I'm brainstorming ways to implement a high speed wireless laser data link without the exorbitant cost.
Would it be possible to take a standard SFP transceiver module and use that across free space rather than through a fibre?
In other words, to point two transceivers at each other from a distance without any fiber optic cable between them. (It might be necessary to have the modules believe there are cables plugged in)
There would certainly be severe attenuation and noise issues to deal with.
However, since some fiber optic modules have to transmit across 40km links @ 10Gb/s, the existing circuitry might have enough power and sensitivity to handle this.
There is also the issue of beam focus and divergence, although this could be cheaply mitigated by using a telescope.
Would this work for 10Gb/s with a 1 kilometer range?
Does anyone have any modules they could try across a room to begin with?
Best Answer
No. "Proof" to follow:
The point of the fiber is to get almost all energy from the transmitter into the receiver. You'd need a whole lot of very expensive lenses to achieve a focussing effect that would allow you to shine sufficient light from the transmitter to the receiver.
You're probably underestimating this. That emitter doesn't give you the parallel waves that a telescope can focus on a single point. The hard part is getting the beam shaped. The telescope only helps keeping a well-shaped beam narrow. Or not - it's actually not what a telescope does, but this leads to deeply into optics.
No way.
Think about it this way: since you're not using a fiber to conduct the light wave (which is an electromagnetic wave, just like radio waves), Friis' path loss formula applies, and that hates you; receive to transmit power is
$$\frac{P_r}{P_t} = G_t G_r \left(\frac{\lambda}{4\pi R}\right)^2$$
R is your 10 km, \$\lambda=1270\,\text{nm}=1.27\cdot10^{-6}\,\text m\$ the wavelength of your light (I used what 10GBase-LR (long range) transceivers use, here), and \$G_t\$ and \$G_r\$ are the directional gains of your transmit and receive optics here.
So, the wavelength- and distance term in the () amounts to
$$\left(\frac{1.27}{4\pi}10^{-10}\right)^2\approx \left(\frac{1.27}{12.7}\right)^2\cdot 10^{-20}=10^{-22}$$
So, that 220 dB (!) of attenuation. Let's go crazy and claim your receive and transmit optics have a gain of 50 dB (which requires incredibly fine alignment so that they see each other, and that requires incredibly stable buildings for these to sit upon – otherwise, wind blows, building flexes, beam hits nothing). So, that'd be an attenuation of 120 dB in total. Then we have atmospheric absorption – and that's mainly weather, and dust, dependent. So, since it's hard to guess, let's ignore it, and remember that things will break down with the slightest fog.

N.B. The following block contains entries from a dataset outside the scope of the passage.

PR #87, opened 2017-09-19
Added targets to build renga-ui properly

### LINKED ISSUE #82: running renga-ui image built with Makefile fails
the Makefile target for `renga-ui` should run the `npm` commands before building the docker image

leafty:
Fixes #82.


Makefile
```diff
@@ -126,6 +126,13 @@ renga-commons-artifact: renga-graph-artifact
 $(dockerfile-services): %: $(PLATFORM_BASE_DIR)/%
 	docker build --tag $(IMAGE_REPOSITORY)$@:$(PLATFORM_VERSION) $(PLATFORM_BASE_DIR)/$@
 
+# be sure to build ui before make docker image
```
jirikuncar: IMHO this should be part of the Dockerfile in renga-ui.

leafty: Not sure it makes sense, the container doesn't have nodejs installed.

jirikuncar: Can you just install it in Dockerfile and then clean it after the build?

ebiiii: If you don't want to have to install npm locally (which you would anyway need to dev in the UI), there are 3 solutions:

 - add the "dist" folder and its content to the git, but then you need to make sure that it is rebuild at each change (maybe with travis)
 - add a second Dockerfile based on nodejs for building (that would cp out the compiled files)
 - add nodejs, build, cleanup in the main Dockerfile (but this make the build sensibly longer)

jirikuncar: I agree to have one Dockerfile for building the Python backend and second one for nodejs. The final docker-compose will mount volume from the nodejs based image to the Python backend.

Makefile
```diff
@@ -126,6 +128,11 @@ renga-commons-artifact: renga-graph-artifact
 $(dockerfile-services): %: $(PLATFORM_BASE_DIR)/%
 	docker build --tag $(IMAGE_REPOSITORY)$@:$(PLATFORM_VERSION) $(PLATFORM_BASE_DIR)/$@
 
+	# build docker images from makefiles
```
jirikuncar: Is the indentation intended?

leafty: No it wasn't.

PR #107, opened 2017-10-05
tests: always install requirements

jirikuncar:


jirikuncar:
@3C111 I have removed the old scaladomain extension.

PR #701, opened 2019-11-06
chore: Fix chart version after hotfix release

ableuler:


rokroskar:
The next release is being prepped already and it's `0.5.0` - why is this needed?

ableuler:
> The next release is being prepped already and it's `0.5.0` - why is this needed?

Happy to put it to `0.5.0` already. It's just that after the recent [hotfix](https://github.com/SwissDataScienceCenter/renku/commit/20db63ff5a59f72079cd529e5478150bb43e6720) the current head of master is very different from the released `0.4.3` chart. Some dev deployments are failing and it would be nice if the chart version gave an idea about what people have actually deployed.

PR #702, opened 2019-11-07
fix: comment templates values to inherit them from the ui chart

lorenzo-cavazzi:


charts/renku/values.yaml
```diff
@@ -494,9 +494,9 @@ ui:
   #   tag: latest
 
   ## Where to fetch default templates from
-  templatesRepository:
-    url: https://github.com/SwissDataScienceCenter/renku-project-template
-    ref: a7d01246fdbe247752a99b14c0b6e92666910b8c
+  # templatesRepository:
+  #   url: https://github.com/SwissDataScienceCenter/renku-project-template
+  #   ref: a7d01246fdbe247752a99b14c0b6e92666910b8c
```
pameladelgado:
```suggestion
  #   ref: 0.1.3
```

lorenzo-cavazzi: ok, I guess it makes sense to provide a tag here to be coherent with what we do in the ui chart even if the user can choose any valid reference

PR #703, opened 2019-11-07
chore: updated version of renku-graph

jachro:
This PR raises a version of renku-graph to 0.24.6.


pameladelgado:
Thanks for doing this, but this change is already part of #700 
see https://github.com/SwissDataScienceCenter/renku/pull/700/files#diff-da51da01c5466ce2b38c0105ebacfaebR16 , so if you are OK with this we can close this PR.
Also, for next time, you also need to run `helm dep update renku` to get an update on `requirements.lock` as well.

PR #714, opened 2019-12-03
Release fix: GitLab version

pameladelgado:
Upgraded GitLab version to enable renaming a forked project.


pameladelgado:
This chart 0.5.1-rc1 has been deployed on limited (modified to take the default values from renku) and it has the right version of GitLab.

rokroskar:
you should do a manual push of the charts so that you get a rendered chart with the appropriate gitlab version. Then change the requirement for gitlab in the renku `requirements.yaml` to that version.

So, we have 120 dB less power at the receiver than what the LR transmitter used. Standard 10GBase-LR use a maximum of 0.5 dBm, so you get -119.5 dBm at the receiver.

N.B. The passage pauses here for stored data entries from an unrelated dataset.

PR #715, opened 2019-12-03
Updated the api-guidelines

jachro:
This PR updates API guidelines for the developers according to the agreement made on the Renku meeting.

### DIFF
--- a/docs/developer/contributing/api-guidelines.rst
+++ b/docs/developer/contributing/api-guidelines.rst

The noise in a semiconductor receiver (hopefully) is still well enought described by the thermal noise with Boltzman's constant \$k\$, and the bandwidth \$B=10^{10}\,\text{Hz}\$ at temperature \$T=300\,\text K\$. It's well-memorized the noise power in 1 Hz at room temperature is -174 dBm, so 100 dBHz of that gives us a noise power in 10 GHz of -74 dBm.
That means we get an
$$\text{SNR}=\frac{-119.5\,\text{dBm}}{-74\,\text{dBm}}=(-119.5+74)\,\text{dB}=-45.5\,\text{dB}\approx 2.8\cdot10^{-5}\text.$$
Now, Shannon has given us a limit for how much info we can get through a noisy channel, and that limit is Shannon's Channel Capacity
$$\begin{align} C &= B\cdot \log_2 \left(\text{SNR}+1\right)\\ & \approx 406 \,\text{kbit/s} \end{align}$$
So, it's mathematically impossible to make this system work at 1Mb/s, let alone 10Gb/s.